② Conversion element refers to the part of the sensor that can sense (or respond to) the north side of the sensor and convert it into electrical signals for transmission and/or measurement.
③ When the output is a specified standard signal, it is called a transmitter. 2. Measurement range: the range of the measured value within the allowable error limit.
3. Range: algebraic difference between the upper and lower limits of the measurement range.
4. Accuracy: the consistency between the measured result and the true value.
5. From repeatability: under all the following conditions, the degree of conformity between the results of multiple consecutive measurements of the same measured quantity:
6. Resolution: the minimum change that the sensor can detect within the specified measuring range.
7. Threshold: the minimum measured change that can make the sensor output generate measurable change.
8. Zero position: make the absolute value of the output the minimum, such as the balance state.
9. Excitation: external energy (voltage or current) applied to make the sensor work normally.
10. Maximum excitation: the maximum excitation voltage or current that can be applied to the sensor under urban conditions.
11. Input impedance: the impedance measured at the input end of the sensor when the output end is short circuited.
12. Output: the electricity generated by the sensor and measured as a function of the external force.
13. Output impedance: the impedance measured at the output end of the sensor when the input end is short circuited.
14. Zero point output: under the urban conditions, the output of the sensor when the measured value is zero.
15. Hysteresis: the maximum difference in the output when the measured value increases and decreases within the specified range.
16. Late: time delay of output signal change relative to input signal change.
17. Drift: In a certain time interval, the sensor output is finally measured as an irrelevant and unnecessary change.
18. Zero drift: change in zero output at specified time interval and under indoor conditions.
19. Sensitivity: the ratio of sensor output increment to corresponding input increment.
20. Sensitivity drift: the change in the slope of the calibration curve caused by the change in sensitivity.
21. Thermal sensitivity drift: sensitivity drift caused by sensitivity change.
22. Thermal zero drift: zero drift caused by ambient temperature change.
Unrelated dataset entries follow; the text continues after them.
PR #373, opened 2017-12-13
Don't die if server sends garbage

Ttl:


marcocalignano:
And what happens when the network download fails? That task stops? The
execute function return? It stay in an endless loop?

Ttl:
It calls `getWork()` again after delay.

marcocalignano:
Oh OK then!

PR #374, opened 2017-12-13
 fix save sgf 

klmsj:


marcocalignano:
Please revert the commit for the save sgf file I am waiting for the 'debug
pull request' and then I have a more complete solution.

klmsj:
ok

23. Linearity: the degree to which the calibration curve is consistent with a certain regulation.
24. Nonlinearity: the deviation degree of the calibration curve from a specified straight line.
25. Long term stability: the sensor can still keep the allowable error within the specified time.
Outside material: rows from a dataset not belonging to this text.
PR #1083, opened 2018-03-23
Disable FPU reductions at a noised root.

gcp:
The Dirichlet noise that is added to self-play games was originally
tuned for a regular UCT search in the AGZ paper. With FPU reduction,
the possibility to discover a noised move is greatly reduced. So
we should not use FPU reduction at the place where we add noise, i.e. at
the root.

### DIFF
--- a/src/UCTNode.cpp
+++ b/src/UCTNode.cpp
@@ -209,9 +209,9 @@ void UCTNode::accumulate_eval(float eval) {
     atomic_add(m_blackevals, (double)eval);
 }
 
-UCTNode* UCTNode::uct_select_child(int color) {
+UCTNode* UCTNode::uct_select_child(int color, bool is_root) {
     UCTNode* best = nullptr;
-    auto best_value = -1000.0;
+    auto best_value = std::numeric_limits<double>::lowest();
 
     LOCK(get_mutex(), lock);
 
@@ -228,7 +228,13 @@ UCTNode* UCTNode::uct_select_child(int color) {
     }
 
     auto numerator = std::sqrt((double)parentvisits);
-    auto fpu_reduction = cfg_fpu_reduction * std::sqrt(total_visited_policy);
+    auto fpu_reduction = 0.0f;
+    // Lower the expected eval for moves that are likely not the best.
+    // Do not do this if we have introduced noise at this node exactly
+    // to explore more.
+    if (!is_root || !cfg_noise) {
+        fpu_reduction = cfg_fpu_reduction * std::sqrt(total_visited_policy);
+    }
     // Estimated eval for unknown nodes = original parent NN eval - reduction
     auto fpu_eval = get_net_eval(color) - fpu_reduction;
 
@@ -245,7 +251,7 @@ UCTNode* UCTNode::uct_select_child(int color) {
         auto denom = 1.0 + child->get_visits();
         auto puct = cfg_puct * psa * (numerator / denom);
         auto value = winrate + puct;
-        assert(value > -1000.0);
+        assert(value > std::numeric_limits<double>::lowest());
 
         if (value > best_value) {
             best_value = value;
--- a/src/UCTNode.h
+++ b/src/UCTNode.h
@@ -49,7 +49,7 @@ public:
     const std::vector<node_ptr_t>& get_children() const;
     void sort_children(int color);
     UCTNode& get_best_root_child(int color);
-    UCTNode* uct_select_child(int color);
+    UCTNode* uct_select_child(int color, bool is_root);
 
     size_t count_nodes() const;
     SMP::Mutex& get_mutex();
@@ -65,8 +65,6 @@ public:
     void set_score(float score);
     float get_eval(int tomove) const;
     float get_net_eval(int tomove) const;
-    double get_blackevals() const;
-    void accumulate_eval(float eval);
     void virtual_loss(void);
     void virtual_loss_undo(void);
     void update(float eval);
@@ -88,6 +86,8 @@ private:
     };
     void link_nodelist(std::atomic<int>& nodecount,
                        std::vector<Network::scored_node>& nodelist);
+    double get_blackevals() const;
+    void accumulate_eval(float eval);
 
     // Note : This class is very size-sensitive as we are going to create
     // tens of millions of instances of these.  Please put extra caution
--- a/src/UCTSearch.cpp
+++ b/src/UCTSearch.cpp
@@ -142,7 +142,7 @@ SearchResult UCTSearch::play_simulation(GameState & currstate,
     }
 
     if (node->has_children() && !result.valid()) {
-        auto next = node->uct_select_child(color);
+        auto next = node->uct_select_child(color, node == m_root.get());
 
         if (next != nullptr) {
             auto move = next->get_move();


gcp:
Difference this makes at the root. Note that most positions seem less extreme. Also note that combined with -m 30, this will make the self-play games WAY more random and they will have WAY more blunders.

```
no noise, FPU
 
 R16 ->     334 (V: 47.02%) (N:  8.99%) PV: R16 D4 C3 D3 C4 C5 B5 B6 C6 D5 B7 B4
 Q17 ->     315 (V: 47.01%) (N:  8.56%) PV: Q17 D4 C3 D3 C4 C5 B5 B6 C6 D5 B7 B4
  D3 ->     314 (V: 46.96%) (N:  8.83%) PV: D3 Q16 R17 Q17 R16 R15 S15 S14 R14 Q15 S13 S16
  R4 ->     311 (V: 47.05%) (N:  8.18%) PV: R4 D16 C17 D17 C16 C15 B15 B14 C14 D15 B13
  Q3 ->     311 (V: 46.96%) (N:  8.82%) PV: Q3 D16 C17 C16 D17 E17 E18 F18 F17 E16 G18 D18
  C4 ->     309 (V: 46.98%) (N:  8.59%) PV: C4 Q16 R17 R16 Q17 P17 P18 O18 O17 P16 N18
 C16 ->     302 (V: 47.03%) (N:  8.07%) PV: C16 Q4 R3 Q3 R4 R5 S5 S6 R6 Q5 S7 S4
 D17 ->     287 (V: 47.03%) (N:  7.63%) PV: D17 Q4 R3 Q3 R4 R5 S5 S6 R6 Q5 S7 S4 T6 S3
 Q16 ->     193 (V: 46.62%) (N:  6.90%) PV: Q16 D4 C3 C4 D3 E3 E2 F2 F3 E4
  Q4 ->     190 (V: 46.62%) (N:  6.79%) PV: Q4 D16 C17 C16 D17 E17 E18 F18 F17
  D4 ->     167 (V: 46.60%) (N:  6.07%) PV: D4 Q16 R17 Q17 R16 R15 S15 S14 R14
 D16 ->     166 (V: 46.59%) (N:  6.01%) PV: D16 Q4 R3 Q3 R4 R5 S5 S6 R6
5.4 average depth, 15 max depth
2057 non leaf nodes, 1.56 average children
3200 visits, 1144299 nodes, 3199 playouts, 1403 n/s


noise, FPU

 R16 ->     333 (V: 47.05%) (N:  6.79%) PV: R16 D4 C3 C4 D3 E3 E2 F2 F3 E4 G2 D2
  C4 ->     330 (V: 47.08%) (N:  6.51%) PV: C4 Q16 R17 R16 Q17 P17 P18 O18 O17 P16 N18
  Q3 ->     328 (V: 47.05%) (N:  6.67%) PV: Q3 D16 C17 D17 C16 C15 B15 B14 C14 D15 B13 B16 A14
 Q17 ->     327 (V: 47.07%) (N:  6.48%) PV: Q17 D4 C3 C4 D3 E3 E2 F2 F3 E4 G2
  D3 ->     316 (V: 47.02%) (N:  6.72%) PV: D3 Q16 R17 R16 Q17 P17 P18 O18 O17 P16 N18 Q18
  R4 ->     302 (V: 47.04%) (N:  6.22%) PV: R4 D16 C17 D17 C16 C15 B15 B14 C14 D15 B13
 C16 ->     301 (V: 47.06%) (N:  6.12%) PV: C16 Q4 R3 Q3 R4 R5 S5 S6 R6 Q5 S7
 D17 ->     291 (V: 47.07%) (N:  5.80%) PV: D17 Q4 R3 Q3 R4 R5 S5 S6 R6 Q5 S7 S4 T6
  Q4 ->     184 (V: 46.70%) (N:  5.20%) PV: Q4 D16 C17 D17 C16 C15 B15 B14 C14 D15
 Q16 ->     168 (V: 46.57%) (N:  5.23%) PV: Q16 D4 C3 C4 D3 E3 E2 F2
 D16 ->     161 (V: 46.70%) (N:  4.55%) PV: D16 Q4 R3 R4 Q3 P3 P2 O2
  D4 ->     158 (V: 46.65%) (N:  4.63%) PV: D4 Q16 R17 R16 Q17 P17 P18 O18 O17
5.4 average depth, 14 max depth
2056 non leaf nodes, 1.56 average children
3200 visits, 1144259 nodes, 3199 playouts, 1467 n/s

noise, no FPU

  D3 ->     302 (V: 47.12%) (N:  6.72%) PV: D3 Q16 R17 Q17 R16 R15 S15 S14 R14 Q15 S13 S16
  C4 ->     286 (V: 47.10%) (N:  6.51%) PV: C4 Q16 R17 R16 Q17 P17 P18 O18 O17 P16 N18
 R16 ->     284 (V: 47.04%) (N:  6.79%) PV: R16 D4 C3 C4 D3 E3 E2 F2 F3 E4 G2 D2
  Q3 ->     283 (V: 47.06%) (N:  6.67%) PV: Q3 D16 C17 C16 D17 E17 E18 F18 F17 E16 G18
  R4 ->     279 (V: 47.12%) (N:  6.22%) PV: R4 D16 C17 C16 D17 E17 E18 F18 F17 E16 G18
 Q17 ->     276 (V: 47.07%) (N:  6.48%) PV: Q17 D4 C3 C4 D3 E3 E2 F2 F3 E4 G2 D2
 C16 ->     264 (V: 47.08%) (N:  6.12%) PV: C16 Q4 R3 Q3 R4 R5 S5 S6 R6 Q5 S7
 D17 ->     245 (V: 47.06%) (N:  5.80%) PV: D17 Q4 R3 R4 Q3 P3 P2 O2 O3 P4 N2
  Q4 ->     154 (V: 46.61%) (N:  5.20%) PV: Q4 D16 C17 D17 C16 C15 B15 B14
 Q16 ->     154 (V: 46.59%) (N:  5.23%) PV: Q16 D4 C3 C4 D3 E3 E2 F2 F3
 D16 ->     140 (V: 46.66%) (N:  4.55%) PV: D16 Q4 R3 R4 Q3 P3 P2 O2
  D4 ->     140 (V: 46.64%) (N:  4.63%) PV: D4 Q16 R17 R16 Q17 P17 P18 O18
  P4 ->       4 (V: 46.22%) (N:  0.14%) PV: P4 D16 C17 C16
  R3 ->       3 (V: 46.74%) (N:  0.11%) PV: R3 D16 C17
  E4 ->       3 (V: 46.61%) (N:  0.10%) PV: E4 Q16 R17
 R17 ->       3 (V: 46.60%) (N:  0.12%) PV: R17 D4 C3
  Q5 ->       3 (V: 46.59%) (N:  0.10%) PV: Q5 D16 C17
 C17 ->       3 (V: 46.58%) (N:  0.10%) PV: C17 Q4 R3
 E17 ->       3 (V: 46.56%) (N:  0.10%) PV: E17 Q4 R3
  D5 ->       3 (V: 46.55%) (N:  0.11%) PV: D5 Q16 R17
  C3 ->       3 (V: 46.53%) (N:  0.12%) PV: C3 Q16 R17
 Q15 ->       3 (V: 46.42%) (N:  0.13%) PV: Q15 D4 C3
 P16 ->       3 (V: 46.34%) (N:  0.12%) PV: P16 D4 C3
  O3 ->       3 (V: 45.95%) (N:  0.15%) PV: O3 R4 D3
 D15 ->       2 (V: 46.07%) (N:  0.11%) PV: D15 Q4
  P5 ->       2 (V: 45.33%) (N:  0.11%) PV: P5 D4
  F3 ->       2 (V: 45.19%) (N:  0.11%) PV: F3 C4
 P15 ->       2 (V: 44.93%) (N:  0.10%) PV: P15 Q4
  E5 ->       2 (V: 44.93%) (N:  0.11%) PV: E5 D16
 C14 ->       2 (V: 44.58%) (N:  0.13%) PV: C14 D17
  Q2 ->       2 (V: 44.19%) (N:  0.13%) PV: Q2 D16
 G10 ->       2 (V: 43.89%) (N:  0.09%) PV: G10 D4
 F12 ->       2 (V: 43.73%) (N:  0.10%) PV: F12 D16
 R18 ->       2 (V: 43.00%) (N:  0.09%) PV: R18 D4
  P2 ->       2 (V: 42.99%) (N:  0.12%) PV: P2 D16
 B17 ->       2 (V: 42.90%) (N:  0.10%) PV: B17 Q4
 M14 ->       2 (V: 42.60%) (N:  0.12%) PV: M14 Q16
 C18 ->       2 (V: 42.44%) (N:  0.10%) PV: C18 Q4
  F5 ->       2 (V: 41.90%) (N:  0.14%) PV: F5 D4
  K6 ->       2 (V: 41.83%) (N:  0.09%) PV: K6 D4
  O9 ->       2 (V: 40.68%) (N:  0.09%) PV: O9 Q4
 E15 ->       1 (V: 46.39%) (N:  0.06%) PV: E15 
  S3 ->       1 (V: 46.34%) (N:  0.07%) PV: S3 
  J6 ->       1 (V: 46.28%) (N:  0.08%) PV: J6 
  M6 ->       1 (V: 46.26%) (N:  0.07%) PV: M6 
 N11 ->       1 (V: 46.23%) (N:  0.07%) PV: N11 
 J13 ->       1 (V: 46.23%) (N:  0.08%) PV: J13 
  J7 ->       1 (V: 46.23%) (N:  0.07%) PV: J7 
 O11 ->       1 (V: 46.12%) (N:  0.08%) PV: O11 
  F9 ->       1 (V: 46.12%) (N:  0.08%) PV: F9 
 K12 ->       1 (V: 46.12%) (N:  0.07%) PV: K12 
 Q14 ->       1 (V: 46.05%) (N:  0.08%) PV: Q14 
  O4 ->       1 (V: 46.05%) (N:  0.08%) PV: O4 
 R14 ->       1 (V: 46.04%) (N:  0.09%) PV: R14 
  J8 ->       1 (V: 46.01%) (N:  0.06%) PV: J8 
 P18 ->       1 (V: 45.93%) (N:  0.07%) PV: P18 
 S15 ->       1 (V: 45.93%) (N:  0.09%) PV: S15 
 M12 ->       1 (V: 45.93%) (N:  0.06%) PV: M12 
  M8 ->       1 (V: 45.93%) (N:  0.06%) PV: M8 
```

jkiliani:
Agreed that this will increase blunders for the first 30 moves, but may well be worth it in the end, and certainly seems safer. Thanks for coding this, I'll do some tests as well.

A pity that FPU reduction looks a bust for Leela Chess at the moment in general. Every new net I tested there looked worse with FPU reduction than the last.

jkiliani:
I think this heatmap is actually quite telling. It's probably the effect of FPU reduction that we gradually trained any starting moves except the 4-4 and 4-3 points out of the network, from repeated feedback where other moves did not get any visits.

Eddh:
I'm a bit surprised, I thought the effect of the noise was stronger.

WhiteHalmos:
@Eddh The problem with relying on that noise is that with self-play's super tree-reuse (including opponent's tree), by the time a move is played it already had lots of visits, possibly even almost all its visits with FPU-reduction and no noise applied to the priors. Thus even though the noise is added, it will only affect the *new* visits after tree reuse.

gcp:
>I'm a bit surprised, I thought the effect of the noise was stronger.

The distribution is such that it occasionally peaks. But the occasionally is important :-)

jkiliani:
About the tree-reuse: Would it make sense to up the mixing factor of noise when a very large part of the tree is reused?

gcp:
It might make sense but without restarting everything multiple times you're not going to be able to find out the right factor.

Note that FPU reductions might well work with noise if you just increase the factor. But because of the above, I don't think it's *practical* for us.

Eddh:
@WhiteHalmos I agree. Personally I think black and white players should be kept separate, which would mitigate that by a lot and help game diversity, but well it would be slower and there is no data on it.

gcp:
>I think this move distribution is actually quite telling. It's probably the effect of FPU reduction that we gradually trained any starting moves except the 4-4 and 4-3 points out of the network, from repeated feedback where other moves did not get any visits.

Huh? Are you misreading the labels?

"no noise no FPU" would look very similar to "noise, no FPU", so what you say above is not true, at least not from the output given.

jkiliani:
I may have misinterpreted... can you tell me which net you used so I can check the heat map with no noise?

gcp:
>Thus even though the noise is added, it will only affect the new visits after tree reuse.

Note that this is OK, because it can start low policy moves in a positive feedback loop. Also note that noise limits the maximum policy score of moves to 75% (in practice), so there's always a few playouts to accumulate and get a new move going.

The remark in the other thread made me realize that FPU reductions mean that the noise parameters are likely not correct.

jkiliani:
> You can see in the example above that without FPU, a few very low policy moves can get a few (even if very few!) extra iterations. Not much, but enough to start boosting their score. Without FPU reductions, they keep getting pulled towards 0.

That is what I meant by the remark about 4-4 and 4-3. I think this happened to for example the 3-3 and 5-3 points already in the month since 0.12 was released.

gcp:
It also shows the very annoying behavior of MCTS to go depth-first when the score improves compared to the root, and bread-first when the score drops. FPU reductions fixed that largely :-/

Eddh:
Yeah that's why I think something like the average q value of child nodes or even the q value of parent would be a better starting point than current.

On the bright side the current behavior is more human like since we simulate emotions of panic inside the tree search.

gcp:
I think we tested q value of parent but it was worse?

jkiliani:
I think with the root-noise feedback fixed, FPU reduction as it currently is should be safe enough. Seems @amj was right in his hesitation to pull this for Minigo...

Eddh:
It was worse than fpu reduction but it was probably better than parent's net_eval (not tested directly but the winrate wasn't as bad against fpu reduction, and it was tested on weak nets and it was better if I remember right).

gcp:
>Seems @amj was right in his hesitation to implement it for Minigo...

There were a number of people arguing against it because it lowers exploration, but that's by itself is a terrible argument because so does changing PUCT, and the AGZ PUCT wasn't published. It should not matter as long as there's a mechanism to discover new moves.

I jumped on this because you very correctly pointed out the interaction at the root, i.e. that it "breaks" the mechanism because suddenly the used noise parameters are not necessarily close to optimal any more.

gcp:
Running a little test to see the strength impact.

killerducky:
@gcp what do you think about disabling tree reuse in self play so the noise is applied to root before playouts are done? NNCache should make it so performance is not degraded too badly. 

An alternative is to keep the tree but zero out m_visits/m_blackeval for either the whole tree or just the root.

gcp:
i.e. the whole discussion about tree reuse/noise everywhere etc is basically about how much playouts you want a noised move (or some noised moves) to be able to accumulate. As long as it's not 0 the procedure would work fine.

This whole pull is here because FPU *does* pull the noised moves to 0 much more (when using AGZ noise params).

Eddh:
Honestly I think it's very unclear if AGZ used tree reuse in self play games. If I'm in their place and I'm designing a system which learns of the MCTS distribution, I would make it have 1600 simulations per move, and that's all. Else the distribution would be very inconsistent depending on the preceding moves. Would the NN starts to look at previous moves to try to guess how much tree reuse was going on in order to better predict the distribution ?

Anyway, looking at the section talking about the training pipeline, the wording seems to me like they used specifially 1600 simulations per move, nothing else. 

> using 1,600 simulations of MCTS to select each move (this requires approximately 0.4s per search)

If you use tree reuse, you don't use 1600 simulations to select each move, you potentially use a lot more, that were played out previously.

gcp:
>can you tell me which net you used so I can check the heat map with no noise?

FWIW this was 1ccb.

gcp:
>Honestly I think it's very unclear if AGZ used tree reuse in self play games. If I'm in their place and I'm designing a system which learns of the MCTS distribution, I would make it have 1600 simulations per move, and that's all.

But that's demonstrably very inefficient and losing work, so why do that?

"The search tree is reused at subsequent time-steps: the child node corresponding to the played action becomes the new root node; the subtree below this child is retained along with all its statistics, while the remainder of the tree is discarded."

"using 1,600 simulations for each MCTS" doesn't seem to imply anywhere that you don't do them on the reused tree.

jkiliani:
So do you think it's more likely they actually went with 1600 visits, or that they really did 1600 new playouts per move? Agreed that this confirms they had tree reuse, I wasn't so sure since they have the compute to waste...

Eddh:
I explain why : 
> Else the distribution would be very inconsistent depending on the preceding moves. Would the NN starts to look at previous moves to try to guess how much tree reuse was going on in order to better predict the distribution ?

Apart from that, DM obviously are less concerned about efficiency than us since they can throw 5000 TPU at their problems. They didn't even bother with transpositon tables for the 20 block version. It seems to indicate they went for the "make it work, then make it fast" way.

Also, I don't really get how they would tune their noise value if the result is also inconsistent depending on how much the tree has been reused. And it has effects on the shape of the distribution which will be flatter when the tree is "fresh" because of dirichlet noise. I'm not an expert but does that mean the net will potentially try to make flatter predictions if it can figure out that previous moves led to not much tree reuse ? It seems possible to me. And it seems bad if part of the nets are trying to figure that out instead of truly finding good moves.

The parts you are quoting are in a different  section of the AGZ paper which potentially refers more to the true matches with long time settings than the self play games.

gcp:
>So do you think it's more likely they actually went with 1600 visits, or that they really did 1600 new playouts per move?

I have no idea. The paper isn't very clear on that.

>Apart from that, DM obviously are less concerned about efficiency than us since they can throw 5000 TPU at their problems.

They did implement resigning etc. And they implemented tree reuse.

>Also, I don't really get how they would tune their noise value if the result is also inconsistent depending on how much the tree has been reused.

It's not even clear how to tune it even if you don't have this inconsistency. If they just repeated preliminary experiments until they found a good value, the inconsistency doesn't really matter.

Eddh:
They probably didn't use visits. Again :  

> using 1,600 simulations of MCTS to select each move (this requires approximately 0.4s per search)

Why mention it requires 0.4s per search if it is not a somewhat consistent value ? If it requires 0.01s when the tree is reused and 2 seconds when it is not it is not very useful to mention the average value, and they say "approximately 0.4", which is specifically around 0.4 and not far away.

gcp:
I agree. "1600 simulations of MCTS" also wouldn't be true in that case.

WhiteHalmos:
I am starting some resign analysis with current next and this PR.

odeint:
So will there be a new binary release due to this? Is it enough if a few `next`-clients are in the population to nudge the learning the right way?

gcp:
It's probably good to do a new release soon, also because there are some nice fixes in "next". But it could use some "bake" time.

Indeed because a lot of clients are using next anyway, the more diverse data will start appearing in the training window.

jkiliani:
Technical question: I just tried to port the modified FPU reduction to LCZero, but it won't compile:
```
UCTSearch.cpp:82:66: error: no member named 'get' in 'UCTNode'
        auto next = node->uct_select_child(color, node == m_root.get());
                                                          ~~~~~~ ^
1 error generated.
```
Obviously I overlooked something, seems the .get() is undefined. Generally, UCTNode.cpp and UCTSearch.cpp look very different between Leela Zero and Leela Chess, seems there were a lot of improvements to LZ's search code made after it was ported. What do I have to fix here?

alreadydone:
New jobs on Big Red II will be running 'next'. It takes 12 hours for old jobs to finish though. Back to ~180 GPUs today, after a busy week following the maintenance.

gcp:
```
leelaz-next v leelaz-no-noise (179/1000 games)
board size: 19   komi: 7.5
leelaz-next         60 33.52%       26 28.89%     34 38.20%    315.13
leelaz-no-noise    119 66.48%       55 61.80%     64 71.11%    302.60
                                    81 45.25%     98 54.75%
```

About 100 Elo loss from this. I think most of this isn't so much the loss of FPU reductions at the root, but "-m 30" meaning that on every move there is now a higher probability of playing a bad move.

I think we have to take this hit though. It's not like the network is making a lot of progress or that the larger ones are clearly better.

Eddh:
I've thought about something. I've tried so much to have something that doesn't panic when winrate drop, but in the bigger context of mcts, a node where winrate is dropping, causing "search panic", will explore a lot of bad moves, which will lower its q value very fast, discouraging the exploration. If you do the sensible thing and exploit the best available node, the value of the node will not drop as fast, and it will likely still be considered by its parent. So in a way, this panicking behavior help converge on nodes where winrate is rising or stagnating instead of dropping. So everything I did trying to stop that was bound to have a hard time being successful. That's probably why even simple parent_eval, was equivalent or better than everything I've tried in terms of winrate.

There is probably some kind of balance to be found between searching for the best move, and discouraging exploration of "winrate drop" nodes. I think I'll avoid trying to search that. The root cause of the problem is the backup operator. I'm not sure what to do about that yet. So in the meantime i will probably go back to trying simpler things based on parent's net_eval. I'll do my tests on LZChess since I can do more test games and verify if the base ideas work.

26. Natural frequency: free (without external force) oscillation probability of the sensor without resistance.
27. Response: characteristics of measured changes during output.
28. Compensation temperature range: the temperature range compensated by the zero balance within the range and specified limit of the sensor.
29. Creep: the change of output within the specified time when most of the environmental conditions of the measured machine remain constant.
30. Insulation resistance: unless otherwise specified, it refers to the resistance value measured between the specified insulation parts of the sensor when the specified DC voltage is applied at room temperature.